-- Opening Marker --

PR #206, opened 2025-01-14
ci: update semantic release workflows

### LINKED ISSUE #193: Implement semantic release
We will need to implement semantic release within the hedera-cryptography repo to facilitate versioning.

PavelSBorisov:
**Description**:
This PR implements semantic release within the hedera-cryptography repo to facilitate versioning.

**Related issue(s)**:

Fixes #193 

**Notes for reviewer**:
N/A

**Checklist**


PavelSBorisov:
@andrewb1269hg @rbarkerSL, two of the secrets used in the workflow files currently don't exist:
```
${{ secrets.GIT_USER_NAME }}
${{ secrets.GIT_USER_EMAIL }}
```
You will need to create them before this can be tested and merged.

nathanklick (dismissed):
We do not use and should not use the build identifier model 9n this repository. That is only needed for CITR on the `hedera-services` repo.

.github/workflows/zxf-version-roll.yaml
```diff
@@ -0,0 +1,107 @@
...
+          echo "::group::Download SemVer Binary"
+          sudo curl -L -o /usr/local/bin/semver https://raw.githubusercontent.com/fsaintjacques/semver-tool/master/src/semver
+          echo "::endgroup::"
+          echo "::group::Change SemVer Binary Permissions"
+          sudo chmod -v +x /usr/local/bin/semver
+          echo "::endgroup::"
+          echo "::group::Show SemVer Binary Version Info"
+          semver --version
+          echo "::endgroup::"
+      - name: Read Current Version
```
andrewb1269:
```suggestion

      - name: Read Current Version
```

.github/workflows/zxf-version-roll.yaml
```diff
@@ -0,0 +1,107 @@
...
+        id: read_version
+        run: |
+          current_version=$(cat version.txt)
+          echo "Current version: $current_version"
+          echo "version=$current_version" >> $GITHUB_ENV
+          printf "Current Version: $current_version" >> $GITHUB_STEP_SUMMARY
+      - name: Increment Minor Version
```
andrewb1269:
```suggestion

      - name: Increment Minor Version
```

.github/workflows/zxf-version-roll.yaml
```diff
@@ -0,0 +1,107 @@
...
+          # Strip the -SNAPSHOT suffix
+          base_version=$(echo $version | sed 's/-SNAPSHOT//')
+          # Increment the minor version
+          new_version=$(semver bump minor $base_version)
+          # Add the -SNAPSHOT suffix back
+          new_version="${new_version}-SNAPSHOT"
+          echo "New version: $new_version"
+          echo "new_version=$new_version" >> $GITHUB_ENV
+          printf "New Version: new_version" >> $GITHUB_STEP_SUMMARY
+      - name: Update version.txt
```
andrewb1269:
```suggestion

      - name: Update version.txt
```

.github/workflows/zxf-version-roll.yaml
```diff
@@ -0,0 +1,107 @@
...
+        run: |
+          echo $new_version > version.txt
+      - name: Publish to Maven Central
```
andrewb1269:
```suggestion

      - name: Publish to Maven Central
```

.github/workflows/zxf-version-roll.yaml
```diff
@@ -0,0 +1,107 @@
...
+        run: |
+          ./gradlew versionAsSpecified -PnewVersion=$new_version
+      - name: Add & Commit
```
andrewb1269:
```suggestion

      - name: Add & Commit
```

.github/workflows/zxf-trigger-semantic-release.yaml
```diff
@@ -0,0 +1,107 @@
...
+      - name: Setup Node
+        uses: actions/setup-node@39370e3970a6d050c480ffad4ff0ed4d3fdee5af # v4.1.0
+        with:
+          node-version: 20
+
+      - name: Install Dependencies
+        run: |
+          echo "Installing semantic-release"
+          npm install -g semantic-release
+      - name: Configure Git for Semantic Release
```
andrewb1269:
```suggestion

      - name: Configure Git for Semantic Release
```

.github/workflows/zxf-trigger-semantic-release.yaml
```diff
@@ -0,0 +1,107 @@
...
+        run: |
+          git config user.name "${{ secrets.GIT_USER_NAME }}"
+          git config user.email "${{ secrets.GIT_USER_EMAIL }}"
+      - name: Run Semantic Release
```
andrewb1269:
```suggestion

      - name: Run Semantic Release
```

andrewb1269:
> @andrewb1269hg @rbarkerSL, two of the secrets used in the workflow files currently don't exist:
> 
> ```
> ${{ secrets.GIT_USER_NAME }}
> ${{ secrets.GIT_USER_EMAIL }}
> ```
> 
> You will need to create them before this can be tested and merged.

I added these two requested secrets to the repository.

PavelSBorisov:
> We do not use and should not use the build identifier model 9n this repository. That is only needed for CITR on the `hedera-services` repo.

@nathanklick You're right, just saw that we don't do any builds here. 
What should the process look like in this repo, should we be passing a commit SHA in place of the build id?

PavelSBorisov:
After a discussion with @andrewb1269hg yesterday, we settled on automatically sourcing the new semantic release version from the latest commit on main.
No inputs should be passed to the trigger release workflow.

andrewb1269:
@PavelSBorisov: @rbarkerSL and I have a meeting with a few folks next Wednesday to confirm this is the path they'd like to go down for publishing semantic release versions of the package.

Let's hold off on reviewing and merging this code for now.

.github/workflows/publish-official-release.yaml
```diff
@@ -0,0 +1,152 @@
...
+        with:
+          author_name: ${{ secrets.GIT_USER_NAME }}
+          author_email: ${{ secrets.GIT_USER_EMAIL }}
+          message: "chore: update version.txt"
+          add: "version.txt"
+          commit: --signoff
+
+      # This step is used to update the version number in the build.properties file.
+      - name: Apply Gradle Version Number Update (Explicit)
+        run: ./gradlew versionAsSpecified -PnewVersion="$NEW_VERSION"
```
PavelSBorisov: @andrewb1269hg another thing here, could you please confirm if this step is actually needed since to my understanding this gradle task supposedly updates the version.txt file which is already done above? (I think the comment is outdated)

.github/workflows/publish-snapshot-release.yml
```diff
@@ -0,0 +1,108 @@
...
+          java-version: ${{ env.JAVA_VERSION }}
+
+      - name: Setup Gradle
+        uses: gradle/actions/setup-gradle@0bdd871935719febd78681f197cd39af5b6e16a6 # v4.2.2
+        with:
+          gradle-version: ${{ env.GRADLE_VERSION }}
+
+      # This step is used to update the version number to a snapshot in the version.txt file in the runner.
+      - name: Apply Version Number Update (Explicit)
+        run: ./gradlew versionAsSnapshot
```
PavelSBorisov: @andrewb1269hg does this work the way I think it does or is my implementation incorrect here?

.github/workflows/publish-official-release.yaml
andrewb1269: I confirmed we should not need this step anymore as lines 77-78 will handle this update.

.github/workflows/publish-snapshot-release.yml
andrewb1269: You can see the function definition [here in the hiero-ledger organization](https://github.com/hiero-ledger/hiero-gradle-conventions/blob/3d0ec2ec8565137250018359eb2d0b8c9401f310/src/main/kotlin/org.hiero.gradle.feature.versioning.gradle.kts#L88)

It looks like you'll need to add the  `-PnewVersion=<version>` flag to this step to update `version.txt` file.

.github/workflows/publish-official-release.yaml
```diff
@@ -0,0 +1,160 @@
...
+          passphrase: ${{ secrets.GPG_KEY_PASSPHRASE }}
+
+      - name: Setup Node
+        uses: actions/setup-node@39370e3970a6d050c480ffad4ff0ed4d3fdee5af # v4.1.0
+        with:
+          node-version: 20
+
+      - name: Install Dependencies
+        run: |
+          echo "Installing semantic-release"
```
andrewb1269, line 101: Does this step actually install semantic release? I think other repos have a larger block for installing semantic release.

For example, see [this PR](https://github.com/hashgraph/hedera-services/pull/17438/files#)
`.github/workflows/flow-trigger-release.yaml`
Line: 157
```
          npm install -g semantic-release@24.2.0 @semantic-release/git@10.0.1 @semantic-release/github@11.0.1 \
            @semantic-release/exec@6.0.3 semantic-release-helm3@2.9.3 \
            conventional-changelog-conventionalcommits@8.0.0 \
            @commitlint/cli@19.5.0 @commitlint/config-conventional@19.5.0 \
            marked-mangle@1.1.10 marked-gfm-heading-id@4.1.1 semantic-release-conventional-commits@3.0.0
```

.github/workflows/publish-official-release.yaml
```diff
@@ -0,0 +1,160 @@
...
+          npm install
+
+      - name: Configure Git for Semantic Release
+        run: |
+          git config user.name "${{ secrets.GIT_USER_NAME }}"
+          git config user.email "${{ secrets.GIT_USER_EMAIL }}"
+
+      - name: Dry Run Semantic Release
```
andrewb1269: I would propose combining the `Dry Run Semantic Release` and `Run Semantic Release` steps together into a single step and use the `dry-run-enabled` input field as a toggle for environment variables.

For example, see [this PR](https://github.com/hashgraph/hedera-services/pull/17438/files#)
`.github/workflows/flow-trigger-release.yaml`
Line: 170
```
          run: |
          ARGS=""
          if [[ "${{ github.event.inputs.dry-run-enabled }}" == true ]]; then
            ARGS="--dry-run"
          fi
          echo "Running semantic release command:"
          echo "npx semantic-release ${ARGS}
          npx semantic-release ${ARGS}
```

.github/workflows/publish-official-release.yaml
```diff
@@ -0,0 +1,160 @@
...
+          npx semantic-release --dry-run --debug
+          echo "The version number assigned to the next release is: $VERSION"
+
+      - name: Run Semantic Release
+        if: ${{ inputs.dry-run-enabled != 'true' && !cancelled() && !failure() }}
+        env:
+          GITHUB_TOKEN: ${{ secrets.GH_ACCESS_TOKEN }}
+        run: |
+          echo "Running semantic-release now"
+          npx semantic-release --debug
```
andrewb1269: I'm not sure if we should be running debug mode for mainline. Perhaps add another input field for running in debug mode, or remove the debug mode all together.

.github/workflows/publish-official-release.yaml
```diff
@@ -0,0 +1,160 @@
...
+
+      - name: Get Latest Tag and update version.txt
```
andrewb1269: The following steps can be combined into a single step:

`Get Latest Tag and update version.txt`
`Commit and Push version.txt`
`Apply Gradle Version Number Update (Explicit)`

These can be combined into a single steps where we perform the following:
1. Fetch and pull from remote to get the latest tags (please confirm `semantic release` publishes tags as well).
2. Echo to the user what the new version is based on the tags
3. Run `./gradlew versionAsSpecified -PnewVersion="$NEW_VERSION"` to update the new version number in `version.txt`
4. Add, commit, and push the new version number to remote.

We have bypass rules in place for our automation user to directly push on mainline.

.github/workflows/publish-official-release.yaml
andrewb1269: I see you've added a `package.json` file, so this comment probably no longer makes sense. Please confirm that we can use the simple `npm install` to achieve the large block I posted above.

PavelSBorisov: That's correct, I've been using npm install during local development and dry run testing so in theory this should also work in the runner environment.
I am not sure all of the packages in the block you referenced are needed in this repo, but we can add them if they prove necessary during testing.

.github/workflows/publish-official-release.yaml
PavelSBorisov: Great idea, I'll implement a version of this!

.github/workflows/publish-official-release.yaml
PavelSBorisov: Removing debug mode

.github/workflows/publish-official-release.yaml
PavelSBorisov: > Fetch and pull from remote to get the latest tags (please confirm semantic release publishes tags as well).

Confirmed semantic-release should always [publish a tag as part of its release steps](https://semantic-release.gitbook.io/semantic-release#release-steps)

> Run ./gradlew versionAsSpecified -PnewVersion="$NEW_VERSION" to update the new version number in version.txt

After doing a bit of digging in the docs it seems like this is redundant as we are utilizing the .releaserc file with:
```
"verifyRelease": [
    [
      "@semantic-release/exec",
      { "cmd": "echo ${nextRelease.version} > version.txt" }
    ]
  ],
 ```
 This outputs the new version to version.txt automatically upon running `npx semantic-release` (also does it in both dry-run and actual release mode).
 
 I'll refactor these steps.

File: .github/workflows/publish-official-release.yaml [hunk 14]
```diff
@@ -0,0 +1,183 @@
...
+        uses: EndBug/add-and-commit@a94899bca583c204427a224a7af87c02f9b325d5 # v9.1.4
+        with:
+          author_name: ${{ secrets.GIT_USER_NAME }}
+          author_email: ${{ secrets.GIT_USER_EMAIL }}
+          message: "chore: update version.txt"
+          add: "version.txt"
+          commit: --signoff
+
+      # This step is used only in dry-run mode to add -SNAPSHOT suffix to version number in version.txt
+      - name: Dry Ryn Apply Gradle Version Number Update (Explicit)
```
andrewb1269:
```suggestion
      - name: Dry Run Apply Gradle Version Number Update (Explicit)
```

andrewb1269 (changes requested):
Small typo to resolve.

andrewb1269:
@PavelSBorisov I've written up an outline of a testing procedure [here in Notion](https://www.notion.so/swirldslabs/hedera-cryptography-Semantic-Release-18e7c9ab2591808ea6c1ec1dc18316be?pvs=4). Please let me know if you have issues accessing it.

I will continue to add to the testing plan, and let's chat before you start executing it to make sure everything makes sense and is accurate.

@rbarkerSL for awareness.

andrewb1269:
@PavelSBorisov one other issue I found with this PR:
`.github/workflows/publish-snapshot-release.yml` please rename to `.github/workflows/publish-snapshot-release.yaml` to be consistent in naming (file extension).

.github/workflows/publish-snapshot-release.yml
andrewb1269: I think we want to remove this step.

When we're running the `publish-snapshot-release.yaml` workflow, we want to publish a SNAPSHOT of the existing version number in `version.txt`.

Example: Let's say we're on `v0.2.0`. If we merge a new feature (which would roll to `v0.3.0`) we do not want the first publish to be a snapshot version. We should continue to publish under `v0.2.0` until an official version of `v0.3.0` is created.

Once `v0.3.0` exists then we'll want to publish under `v0.3.0-SNAPSHOT` going forward. The only time the `version.txt` file should be modified is in the `publish-official-release.yaml` workflow.

.github/workflows/publish-snapshot-release.yml
```diff
@@ -0,0 +1,109 @@
...
+  LC_ALL: C.UTF-8
+  GRADLE_CACHE_USERNAME: ${{ secrets.GRADLE_CACHE_USERNAME }}
+  GRADLE_CACHE_PASSWORD: ${{ secrets.GRADLE_CACHE_PASSWORD }}
+  JAVA_DISTRIBUTION: temurin
+  JAVA_VERSION: 21.0.4
+  GRADLE_VERSION: wrapper
+
+jobs:
+  publish-maven-central:
+    name: Publish Maven Central
```
andrewb1269:
```suggestion
    name: Publish Snapshot Release of Hedera Cryptography
```

.github/workflows/publish-snapshot-release.yml
```diff
@@ -0,0 +1,109 @@
+# SPDX-License-Identifier: Apache-2.0
+name: "Publish Release"
```
andrewb1269:
```suggestion
name: "Publish Snapshot Release"
```

.github/workflows/publish-official-release.yaml
```diff
@@ -0,0 +1,183 @@
...
+
+env:
+  REGISTRY: ghcr.io
+  LC_ALL: C.UTF-8
+  GRADLE_CACHE_USERNAME: ${{ secrets.GRADLE_CACHE_USERNAME }}
+  GRADLE_CACHE_PASSWORD: ${{ secrets.GRADLE_CACHE_PASSWORD }}
+
+jobs:
+  publish:
+    name: Publish Semantic Release
```
andrewb1269:
```suggestion
    name: Publish Official Release of Hedera Cryptography
```

andrewb1269 (changes requested):

.github/workflows/publish-snapshot-release.yml
PavelSBorisov: In this workflow, what you are describing would be the result.
The `versionAsSnapshot` [parses the current version from the `version.txt` file and appends `-SNAPSHOT` without incrementing it](https://github.com/hiero-ledger/hiero-gradle-conventions/blob/3d0ec2ec8565137250018359eb2d0b8c9401f310/src/main/kotlin/org.hiero.gradle.feature.versioning.gradle.kts#L74) and since we aren't modifying it anywhere else in the workflow, the end result would be a snapshot of the current version.

However that wouldn't be the case in the `publish-official-release` workflow in dry-run mode. There we are using the `versionAsSnapshot` after we have already incremented the version in `version.txt` in a previous step by running `npx semantic-release` in dry-run mode, thus the result would be a snapshot of the expected new version. (as I thought we were planning to do for testing purposes)
Let me know if you think we should avoid that there.

.github/workflows/publish-official-release.yaml
```diff
@@ -0,0 +1,176 @@
...
+        type: string
+        required: false
+        default: "temurin"
+      java-version:
+        description: "Java JDK Version:"
+        type: string
+        required: false
+        default: "21.0.4"
+      branch:
+        description: "Branch to release from"
```
andrewb1269:
```suggestion
        description: "Branch to release from:"
```

.github/workflows/publish-official-release.yaml
```diff
@@ -0,0 +1,176 @@
...
+
+          if [[ "$FILE_VERSION" != "$LATEST_TAG" ]]; then
+            echo "WARNING: version.txt ($FILE_VERSION) does not match the latest tag ($LATEST_TAG)."
+            echo "Updating version.txt to match the latest tag."
+            echo "$LATEST_TAG" > version.txt
+          else
+            echo "version.txt is already up to date."
+          fi
+
+      - name: Commit and Push version.txt
```
andrewb1269:
```suggestion
      - name: Commit and Push Modified Files
```

.github/workflows/publish-snapshot-release.yaml
```diff
@@ -0,0 +1,116 @@
...
+name: "Publish Snapshot Release"
+
+on:
+  push:
+    branches:
+      - main
+  workflow_dispatch:
+    inputs:
+      branch:
+        description: "Branch to release from"
```
andrewb1269:
```suggestion
        description: "Branch to release from:"
```

.github/workflows/publish-snapshot-release.yaml
```diff
@@ -0,0 +1,116 @@
...
+          egress-policy: audit
+
+      - name: Checkout Code
+        uses: actions/checkout@11bd71901bbe5b1630ceea73d27597364c9af683 # v4.2.2
+        with:
+          fetch-depth: 0
+          ref: ${{ inputs.branch }}
+
+      # This step is required for some self-hosted runners because the default gpg does not include the gpg2 command.
+      - name: Install GnuPG Tools
```
andrewb1269, line 49: Do we need to include this step in the `publish-official-release` workflow as well?

.releaserc
```diff
@@ -1,63 +1,62 @@
...
+  ],
   "plugins": [
-    "@semantic-release/commit-analyzer",
     [
-      "@semantic-release/release-notes-generator",
+      "@semantic-release/commit-analyzer",
       {
-        "preset": "conventionalcommits"
+        "preset": "conventionalcommits",
+        "presetConfig": {
```
andrewb1269: Can we change the `presetConfig` to be something default rather than listing out the section below?

.releaserc
```diff
@@ -1,63 +1,62 @@
...
     [
-      "@semantic-release/exec",
-      { "cmd": "echo ${nextRelease.version} > VERSION" }
-    ]
-  ],
-  "prepare": [
+      "@semantic-release/release-notes-generator",
+      {
+        "preset": "conventionalcommits",
+        "presetConfig": {
```
andrewb1269: Can we change the `presetConfig` to be something default rather than listing out the section below?

andrewb1269 (changes requested):

.github/workflows/publish-official-release.yaml
```diff
@@ -0,0 +1,176 @@
...
+
+defaults:
+  run:
+    shell: bash
+
+permissions:
+  id-token: write
+  contents: write
+  actions: write
+  pages: write
```
rbarker-dev: Why do we need pages write?

.github/workflows/publish-snapshot-release.yaml
```diff
@@ -0,0 +1,116 @@
...
+      # if one or more components fails to build then it could result in a partial publish to Maven Central.
+      # The inclusion of this step ensures the job fails cleanly without publishing to Maven Central if any of the
+      # components fail to build.
+      - name: Gradle Assemble
+        id: gradle-build
+        if: ${{ !cancelled() && !failure() }}
+        run: ./gradlew assemble
+
+      # Publishes the artifacts to the Maven Central Nexus staging repository.
+      # TODO for initial release and testing, we use -PpublishTestRelease to not automatically release from staging.
```
rbarker-dev: this goes away before merge?

.releaserc
rbarker-dev: These are the conventionalCommit tags that are picked up. This set is a standard set from conventional commits and it includes the tags we want to see.

.releaserc
rbarker-dev: These are the conventionalCommit tags that are picked up. This set is a standard set from conventional commits and it includes the tags we want to see.

.github/workflows/publish-official-release.yaml
PavelSBorisov: Possibly leftover permissions from the troubleshooting process, I'll clean them up

.github/workflows/publish-snapshot-release.yaml
PavelSBorisov: Yes, I'll add it for uniformity

.releaserc
PavelSBorisov: It should indeed be the standard set but I only added it because of the plugins' docs, which stated that a presetConfig was necessary for conventionalcommits - This turns out to be false, after testing on my private repo, the plugin does load the defaults if no presetconfig is specified which means this can be removed.

.releaserc
PavelSBorisov: It should indeed be the standard set but I only added it because of the plugins' docs, which stated that a presetConfig was necessary for conventionalcommits - This turns out to be false, after testing on my private repo, the plugin does load the defaults if no presetconfig is specified which means this can be removed.

.github/workflows/publish-snapshot-release.yaml
PavelSBorisov: yep, removed the -PpublishTestRelease flag from the command and comment line

andrewb1269:
@PavelSBorisov there are 2 other things we need to do before merging:

1. Ensure we have applied a "previous" tag of v0.2.0 to the mainline. This will be our starting point, then we can cut an official release with the appropriate automatic version roll forward.

2. Ensure various override permissions in the rules are cleaned up correctly.

Also @rbarker-dev will be performing the review on this since you and I worked so closely on implementing it.

PavelSBorisov:
> 1. Ensure we have applied a "previous" tag of v0.2.0 to the mainline. This will be our starting point, then we can cut an official release with the appropriate automatic version roll forward.

@andrewb1269hg What about the existing tags and releases in the repo, shouldn't our "starting point" be the last published release tag on main (v1.7.0) at the moment?

.github/workflows/publish-snapshot-release.yaml
```diff
@@ -82,7 +81,7 @@ jobs:
           gradle-version: ${{ env.GRADLE_VERSION }}
 
       # This step is used to update the version number to a snapshot in the version.txt file in the runner.
-      - name: Apply Version Number Update (Explicit)
+      - name: Add snapshot suffix to current version
```
andrewb1269:
```suggestion
      - name: Add SNAPSHOT Suffix to Current Version
```

andrewb1269 (changes requested):

.github/workflows/publish-official-release.yaml
```diff
@@ -0,0 +1,185 @@
...
+          # as semantic-release doesn't support headless annotated signed tags and
+          # the process hangs indefinitely awaiting input in the dialogue
+          EDITOR: "echo 'Created-by: semantic-release' > $1"
+        run: |
+          if [[ "${{ inputs.dry-run-enabled }}" == true ]]; then
+            echo "Dry Running semantic-release now..."
+            npx semantic-release --dry-run
+          else
+            echo "Running semantic-release now..."
+            npx semantic-release --debug
```
andrewb1269:
```suggestion
            npx semantic-release
```

andrewb1269 (dismissed):

.github/workflows/publish-snapshot-release.yaml
```diff
@@ -0,0 +1,114 @@
...
+      # Technically, this step is not required because the release steps will build what is required; however,
+      # if one or more components fails to build then it could result in a partial publish to Maven Central.
+      # The inclusion of this step ensures the job fails cleanly without publishing to Maven Central if any of the
+      # components fail to build.
+      - name: Gradle Assemble
+        id: gradle-build
+        if: ${{ !cancelled() && !failure() }}
+        run: ./gradlew assemble
+
+      # Publishes the artifacts to the Maven Central Nexus staging repository.
```
jjohannes:
```suggestion
      # Publishes the artifacts to the Maven Central Nexus snapshot repository.
```

andrewb1269:
This looks good to me, but I need @rbarker-dev to do the review. Once he reviews I'll remove my block (I don't want to approve and make this able to merge) then @PavelSBorisov can merge it to the mainline.

.github/workflows/publish-official-release.yaml
```diff
@@ -0,0 +1,185 @@
...
+      java-version:
+        description: "Java JDK Version:"
+        type: string
+        required: false
+        default: "21.0.4"
+      branch:
+        description: "Branch to release from:"
+        type: string
+        required: false
+        default: "main"
```
rbarker-dev:
```suggestion
      ref:
        description: "Github ref (branch or named tag) to release from:"
        type: string
        required: false
        default: "main"
```

.github/workflows/publish-official-release.yaml
```diff
@@ -0,0 +1,185 @@
...
+        uses: step-security/harden-runner@c95a14d0e5bab51a9f56296a4eb0e416910cd350 # v2.10.3
+        with:
+          egress-policy: audit
+
+      - name: Checkout Code
+        uses: actions/checkout@11bd71901bbe5b1630ceea73d27597364c9af683 # v4.2.2
+        with:
+          token: ${{ secrets.GH_ACCESS_TOKEN }}
+          fetch-depth: 0
+          ref: ${{ inputs.branch }}
```
rbarker-dev, line 57:
```suggestion
          ref: ${{ inputs.ref }}
```

.github/workflows/publish-official-release.yaml
```diff
@@ -0,0 +1,185 @@
...
+          GIT_AUTHOR_NAME: ${{ steps.gpg.outputs.name}}
+          GIT_AUTHOR_EMAIL: ${{ steps.gpg.outputs.email}}
+          GIT_COMMITTER_NAME: ${{ steps.gpg.outputs.name}}
+          GIT_COMMITTER_EMAIL: ${{ steps.gpg.outputs.email}}
+          # The EDITOR var is required to ensure the tag is signed with the GPG key
+          # as semantic-release doesn't support headless annotated signed tags and
+          # the process hangs indefinitely awaiting input in the dialogue
+          EDITOR: "echo 'Created-by: semantic-release' > $1"
+        run: |
+          if [[ "${{ inputs.dry-run-enabled }}" == true ]]; then
```
rbarker-dev: does this pass? It looks like it's a string compared to a boolean value. I think i would expect it to be `[[ "${{ inputs.dry-run-enabled }}" == "true" ]]`

No change required just verifying this part has been tested.

rbarker-dev (changes requested):

.github/workflows/publish-official-release.yaml
PavelSBorisov: Yes, tested in latest dry-run test https://github.com/hashgraph/hedera-cryptography/actions/runs/13306659441/job/37159090949

rbarker-dev:
```suggestion
          if [[ "${{ inputs.dry-run-enabled }}" == "true" ]]; then
```

Okay, I think we should do this.

andrewb1269:
@PavelSBorisov let me know once other folks from the Platform CI groups have approved this. I'll remove my block once others approve 👍

.github/workflows/publish-official-release.yaml
PavelSBorisov: Okay, I'll add this commit and do a test dry run

PavelSBorisov: Tested and it looks good - https://github.com/hashgraph/hedera-cryptography/actions/runs/13671461633/job/38222413717

rbarker-dev (dismissed):

rbarker-dev:
Make sure to update to remove merge conflicts but then good to go @PavelSBorisov @andrewb1269hg

rbarker-dev (approved):

andrewb1269 (dismissed):

andrewb1269 (changes requested):
Rework to discuss on March 11 meeting.

PavelSBorisov:
superseded by https://github.com/hashgraph/hedera-cryptography/pull/303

-- Closing Marker --

## WORK REQUIRED
Find the string "PpublishTestRelease" in the material above, and report every line where it occurs.

## TASK RESPONSE
+      # TODO for initial release and testing, we use -PpublishTestRelease to not automatically release from staging.
PavelSBorisov: yep, removed the -PpublishTestRelease flag from the command and comment line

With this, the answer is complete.